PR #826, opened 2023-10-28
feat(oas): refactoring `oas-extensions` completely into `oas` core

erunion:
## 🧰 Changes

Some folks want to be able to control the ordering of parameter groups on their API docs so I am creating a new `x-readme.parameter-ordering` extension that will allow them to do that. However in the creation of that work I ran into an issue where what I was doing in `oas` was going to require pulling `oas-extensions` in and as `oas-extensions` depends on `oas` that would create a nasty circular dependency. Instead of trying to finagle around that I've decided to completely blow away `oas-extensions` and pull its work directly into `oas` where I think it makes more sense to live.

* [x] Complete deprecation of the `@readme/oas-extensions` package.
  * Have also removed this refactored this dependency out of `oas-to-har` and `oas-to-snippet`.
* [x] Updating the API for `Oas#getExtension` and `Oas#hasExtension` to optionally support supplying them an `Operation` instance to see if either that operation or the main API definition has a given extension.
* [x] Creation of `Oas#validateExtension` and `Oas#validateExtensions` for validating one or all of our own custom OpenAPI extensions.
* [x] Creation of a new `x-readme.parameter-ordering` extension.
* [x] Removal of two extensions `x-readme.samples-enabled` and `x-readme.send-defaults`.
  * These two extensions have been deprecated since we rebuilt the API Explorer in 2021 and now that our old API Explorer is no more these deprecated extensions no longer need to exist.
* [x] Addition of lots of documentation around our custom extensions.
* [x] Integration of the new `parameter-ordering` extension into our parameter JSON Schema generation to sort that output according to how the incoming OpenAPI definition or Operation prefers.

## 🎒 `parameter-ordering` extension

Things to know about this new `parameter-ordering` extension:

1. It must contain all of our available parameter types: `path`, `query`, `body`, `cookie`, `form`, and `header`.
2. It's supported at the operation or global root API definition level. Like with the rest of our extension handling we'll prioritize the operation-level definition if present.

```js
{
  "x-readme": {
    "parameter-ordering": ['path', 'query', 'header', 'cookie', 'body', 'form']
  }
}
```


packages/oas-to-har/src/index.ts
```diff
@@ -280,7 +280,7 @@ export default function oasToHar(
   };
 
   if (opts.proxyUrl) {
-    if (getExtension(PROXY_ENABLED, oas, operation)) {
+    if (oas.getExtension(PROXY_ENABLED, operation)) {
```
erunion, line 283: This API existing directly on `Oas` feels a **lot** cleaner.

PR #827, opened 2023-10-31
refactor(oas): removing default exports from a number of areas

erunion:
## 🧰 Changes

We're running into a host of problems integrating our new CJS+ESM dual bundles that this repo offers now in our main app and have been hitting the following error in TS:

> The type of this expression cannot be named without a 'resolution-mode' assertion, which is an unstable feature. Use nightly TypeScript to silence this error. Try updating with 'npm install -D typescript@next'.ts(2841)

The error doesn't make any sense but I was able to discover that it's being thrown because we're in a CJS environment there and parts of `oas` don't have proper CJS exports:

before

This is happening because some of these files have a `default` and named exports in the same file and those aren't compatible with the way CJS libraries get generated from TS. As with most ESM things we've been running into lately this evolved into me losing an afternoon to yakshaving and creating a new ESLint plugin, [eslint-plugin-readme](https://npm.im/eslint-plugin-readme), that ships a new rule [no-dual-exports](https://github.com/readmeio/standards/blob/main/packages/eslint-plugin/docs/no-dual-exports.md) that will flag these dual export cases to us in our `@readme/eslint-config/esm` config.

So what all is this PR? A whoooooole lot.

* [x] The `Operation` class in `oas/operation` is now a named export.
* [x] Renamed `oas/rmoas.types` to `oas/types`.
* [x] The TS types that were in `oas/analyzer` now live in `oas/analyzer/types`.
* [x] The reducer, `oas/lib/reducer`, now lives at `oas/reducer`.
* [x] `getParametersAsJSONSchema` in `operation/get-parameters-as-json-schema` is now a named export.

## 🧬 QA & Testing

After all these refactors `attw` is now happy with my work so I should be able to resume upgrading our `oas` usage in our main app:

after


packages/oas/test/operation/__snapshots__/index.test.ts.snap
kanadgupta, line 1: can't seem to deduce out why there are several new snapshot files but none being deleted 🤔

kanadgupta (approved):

* * *

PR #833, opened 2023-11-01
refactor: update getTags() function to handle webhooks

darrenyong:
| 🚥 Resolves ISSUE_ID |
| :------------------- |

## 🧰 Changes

### YOUR TASK
Begin with the line that has "PR #826, opened 2023-10-28" in the listing above and end after the line that has "a given extension."; output those lines exactly.

### TASK SOLUTION
PR #826, opened 2023-10-28
feat(oas): refactoring `oas-extensions` completely into `oas` core

erunion:
## 🧰 Changes

Some folks want to be able to control the ordering of parameter groups on their API docs so I am creating a new `x-readme.parameter-ordering` extension that will allow them to do that. However in the creation of that work I ran into an issue where what I was doing in `oas` was going to require pulling `oas-extensions` in and as `oas-extensions` depends on `oas` that would create a nasty circular dependency. Instead of trying to finagle around that I've decided to completely blow away `oas-extensions` and pull its work directly into `oas` where I think it makes more sense to live.

* [x] Complete deprecation of the `@readme/oas-extensions` package.
  * Have also removed this refactored this dependency out of `oas-to-har` and `oas-to-snippet`.
* [x] Updating the API for `Oas#getExtension` and `Oas#hasExtension` to optionally support supplying them an `Operation` instance to see if either that operation or the main API definition has a given extension.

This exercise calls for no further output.